In questo senso il passaggio decisivo è la proposta di rinunciare definitivamente alla centralità dell’oggetto-alcol nelle pratica del Club e alla limitazione ai problemi alcolcorrelati e complessi del suo campo d’azione.
È stato probabilmente inevitabile che i fondamenti dell’approccio ecologico sociale siano stati elaborati a partire dalla critica della cultura alcolica; mai come in quel caso infatti sono lampanti le contraddizioni di una cultura che da un lato promuove il consumo di una sostanza tossica e dall’altro opera delle categorizzazioni arbitrarie per difendersi dai danni della sostanza stessa, attribuendoli a una minoranza deviante.
Ma tale contraddizione non è certo esclusiva del campo dei problemi alcolcorrelati; può essere facilmente riscontrata in tanti altri esempi di stili di vita dannosi e si estende più in generale al modo di concepire la salute, il rapporto fra responsabilità personale e comunitaria, fra scelte e condizionamenti, fra cittadini e istituzioni sanitarie. Ecco che allora, come dimostrato ampiamente nella terza parte di questo libro, il Metodo Hudolin “funziona” in una varietà di situazioni e condizioni diverse, come d’altra parte già affermato a chiare lettere dal suo fondatore.
Non si tratta certo di creare tanti piccoli sistemi di Club iperspecializzati in questa o quella “problematica”, quanto piuttosto di spostare il fuoco del lavoro del Club dalle singole problematiche, dal concetto stesso di problematica, al nucleo centrale del rapporto di ogni singolo essere umano con le sue proprie sofferenze e difficoltà e con quelle dei suoi simili. Ed è nella seconda parte del libro che vengono approfonditi nella maniera più semplice e aggiornata i temi che sono il nucleo centrale e profondo dell’approccio: la promozione della salute, l’ecologia integrale, la spiritualità ecologica, il disagio esistenziale e la resilienza, la ricerca sulle “life skills”, l’empatia, fino alla “certificazione” neurobiologica delle intuizioni hudoliniane data dalla scoperta capitale dei neuroni specchio. Tutto questo va a comporre una concezione adulta, matura, necessariamente complessa, della salute e dell’esistenza, compresa quella conquista estrema della maturità che consiste nel riconoscere che siamo tutti bambini di fronte alla vita.

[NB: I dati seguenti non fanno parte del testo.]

Issue #490, opened 2015-05-13
Site HTML should be responsive to people using tiny pocket computers


danbri:
CSS needs some attention. There are still 2 copies of the same thing (#460) in the repo, and it makes no attempt to adapt to mobile-friendly layouts.

thgh:
Here is a proposal for how schema.org could be responsive: https://schemaorg-redesign.now.sh

dbs:
It's a good start--offline support via service workers is nice--but there a few current drawbacks:

- enumeration values are missing (e.g. from https://schemaorg-redesign.now.sh/BookFormatType)
- samples are missing
- all of the RDFa has been stripped out of the pages; compare http://linter.structured-data.org/?url=http:%2F%2Fschema.org%2FProduct vs. https://schemaorg-redesign.now.sh/Product
- at least one of the design changes affects accessibility; for example, the `.strike` class (for superseded attributes like "reviews") receives an `opacity: 0.2` attribute, which makes the text a very hard to read light-grey on white. The opacity attribute appears to not be taken into account by automated accessibility audits like Lighthouse and wave.webaim.org.
- internationalization may be made more difficult by CSS `::before` being used to prepend text ("expects") in a sentence style in responsive mode

While I support the aims of the proposal, instead of a wholesale replacement I would suggest iterating towards responsiveness (e.g. start with a `<meta viewport>`, remove the `font-size: 75%` on the body element, drop the fixed-width CSS assumptions, and move from the current table layouts to something more flexible (a liberal use of `display:block` for table elements in responsive mode works, so why not)

RichardWallis:
Good suggestions.

There is some work in progress to address some infrastructure issues/potential enhancements with the application that supports the Schema.org site over the next few months.  Included in that will be enhancements to the UI.

~Richard

thgh:
Thanks for checking it out! Totally agree on iterating towards responsiveness. This was just an experiment to get to know Sapper/Svelte.

My hope is that schema.org becomes responsive soon and those were my 2 cents 😃

danbri:
Thanks again to @dbs for his changes. While there's always more we can do, I'm going to close out this issue.

BTW the site should now be a lot faster too, which ought to help for the mobile experience.

PR #1878, opened 2018-04-02
Responsive design commit series

dbs:
This branch includes a series of commits meant to improve the responsive design of schema.org for device display, and is meant to be the first steps towards addressing #490. More can certainly be done, but this is much more usable than the current experience, and makes very little impact on existing large-screen displays.

### DIFF
--- a/docs/schemaorg.css
+++ b/docs/schemaorg.css
@@ -44,7 +44,7 @@ h1
 font: bold 24px Helvetica, Arial, sans-serif;
 color: #990000;
 letter-spacing: -1px;
-margin: 2em 0 0 0;
+margin: 1em 0 0 0;
 }
 
 h2 {
--- a/docs/schemaorg.css
+++ b/docs/schemaorg.css
@@ -528,6 +528,14 @@ a.ext.ext-attic:hover {
 .atn    { color: #000; }    /* href, datetime,  */
 .custom { color: #660003; } /* itemscope, itemtype, etc,. */
 
+@media (max-width: 640px) {
+  table.definition-table th, table.definition-table td {
+    display: inline-block;
+  }
+  table.definition-table br {
+    display: none;
+  }
+}
 
 @media (min-width: 960px) {
   #mainContent, #footer, .wrapper {
--- a/docs/schemaorg.css
+++ b/docs/schemaorg.css
@@ -12,13 +12,8 @@ position: relative;
 }
 #mainContent
 {
-/* margin: 0 50px 15px 50px; */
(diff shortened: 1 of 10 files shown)


rvguha:
Before much more effort is expended in this direction, lets take a step
back.

I am really not convinced at all that the Schema.org site needs to be
redone with with 'responsive design'.

guha

dbs:
Google's "Mobile-Friendly Test" at https://search.google.com/test/mobile-friendly?id=TacwddyZ3zuudEcsBMGrIQ says "Page is not mobile friendly: This page can be difficult to use on a mobile device" and lists the following major issues:

* Text too small to read
* Viewport not set
* Clickable elements too close together

The branch I offered tackles the worst of these issues via minimal changes to the current schema.org CSS and code.

It's 2018. Having a website that requires zooming & side-to-side scrolling on phones, or that requires manually changing font size on hi-res laptop and desktop screens simply to be legible, stopped being acceptable years ago. And yes, many of us do consult schema.org on phones and hi-res laptop and desktop screens.

rvguha:
This looks fine to me.

guha

danbri:
I'm merging this in, but we have a minor conflict with the CSE fixes I've also just merged into master: https://github.com/schemaorg/schemaorg/pull/1857

The CSE fix puts generic header tags into a dedicated sub-template file which gets included during template processing: 

> ```<meta http-equiv="Content-Type" content="text/html; charset=UTF-8" />```

@dbs 's fix had a charset declaration in each file, using a different notation:

> ```<meta charset="utf-8">```

I'm resolving the conflict in favour of the abovementioned CSE-fix from  #1857 for now. Do we have any evidence that the http-equiv notation is any less mobile-friendly? It would be trivial to also add the charset attribute too, but let's not do it without reason.

dbs:
@danbri `<meta charset="utf-8">` is HTML5 vs. the older XHTML syntax. Per https://developer.mozilla.org/en-US/docs/Web/HTML/Element/meta:

> The <meta> element with a charset attribute is a synonym for the pre-HTML5 `<meta http-equiv="Content-Type" content="text/html; charset=IANAcharset">`, where _IANAcharset_ contains the value of the equivalent charset attribute. This syntax is still allowed, although no longer recommended.

danbri:
@dbs thanks, how '90s of us! I've merged this with the CSE fixes and updated to HTML5. Previously we had most of the site in Polyglot semi-XMLish, but I think that ship has sailed, so I've left this as 

```<meta charset="utf-8">```

rather than

```<meta charset="utf-8" />```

Non è facile raccogliere un’eredità. Ci si può limitare ad “adorare le ceneri”, come afferma la splendida citazione di Mahler riportata nel testo, o si può scegliere di metterla a frutto “custodendo il fuoco”, quell’elemento che proprio nel variare incessante delle sue forme trova la sua vitalità e forza. Questa seconda posizione richiede indubbiamente coraggio, ma, ancora secondo il “Galileo” brechtiano: “Non credo che la pratica della scienza possa andar disgiunta dal coraggio. Essa tratta il sapere, che è un prodotto del dubbio; e col procacciare sapere a tutti su ogni cosa, tende a destare il dubbio in tutti”. Il dubbio e la speranza, aggiungerei, perché, come recita l’antico frammento di Eraclito “Se non spera, non troverà l’insperato: ne è difficile la ricerca e ardua la via”. Ardua e interessante e ricca e divertente e imprevedibile.
Grazie Giampaolo, buona lettura e buon lavoro a tutti.